Turning from these ancient sages, you will ask how pearls are formed? And almost any ingenious modern, not a zoologist, will tell you (and tell you falsely), that the pearl is a disease of the oyster. One is somewhat fatigued with the merciless frequency with which this notion has been dragged in, as an illustration of genius issuing out of sorrow and adversity; and it is time to stop that “damnable iteration” by discrediting the notion. Know then, that if
“Most wretched men
Are cradled into poetry by wrong:
They learn in suffering what they teach in song”—
it is not true that oysters secrete in suffering what women wear as necklaces. Disease would be the very worst cradle for pearls. The idea of disease originated in a fanciful supposition of pearls being to the oyster and mussel what gall-stones and urinary calculi are to higher and more suffering animals. Réaumur, to whom we owe so many good observations and suggestive ideas, came near the truth when, in 1717, he showed that the structure of pearls was identical with the structure of the shells in which they grow. He attributed their formation to the morbid effusion of coagulating shell-material.

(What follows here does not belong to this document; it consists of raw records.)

PR #161, opened 2020-07-13
Add spiutils lib.

osenft:
This library will be used both by Tock kernel and in userspace.


shared-lib/spiutils/Cargo.toml
```diff
@@ -0,0 +1,10 @@
+[package]
+
```
jrvanwhy: Please remove the blank line after `[package]`.

shared-lib/spiutils/Cargo.toml
```diff
@@ -0,0 +1,10 @@
...
+name = "spiutils"
+version = "0.1.0"
+authors = [ "Oskar Senft <osk@google.com>" ]
+license = "MIT"
```
jrvanwhy: This is `Apache-2.0` licensed, not `MIT` licensed.

shared-lib/spiutils/Cargo.toml
```diff
@@ -0,0 +1,10 @@
...
+keywords = ["spi-utils"]
```
jrvanwhy: `spi-utils` isn't really a good keyword. I don't expect this to be uploaded to crates.io (do you?) so I don't think we need to specify keywords.

shared-lib/spiutils/Cargo.toml
```diff
@@ -0,0 +1,10 @@
...
+description = """
+Utilities for SPI
```
jrvanwhy, line 7: I'm not sure this description is very good -- this crate is probably going to be somewhat Titan-specific, correct?

I think we can remove it, unless you expect this to be uploaded to `crates.io`.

I presume you know that shells are formed by a secretion from the mantle? The mantle is that delicate semi-transparent membrane which you observe, on opening a mussel, lining the whole interior of the shells, and having at its free margins a sort of fringe of delicate tentacles, which are sensitive and retractile. A microscopic examination of these fringes shows them to be glandular in structure—that is, they are secreting organs. The whole mantle, indeed, is a secreting organ, and its secretion is the shell-material: the fringes secrete the colouring matters of the shell, and enlarge its circumference; the rest of the mantle secretes the nacre, or mother-of-pearl, and increases the thickness of the shell. Now it is obvious that the formation of pearl nacre, and of pearls, depends on the healthy condition of the mantle, not on its diseases. If the mantle be injured the nacre is not secreted at all, or in less quantities.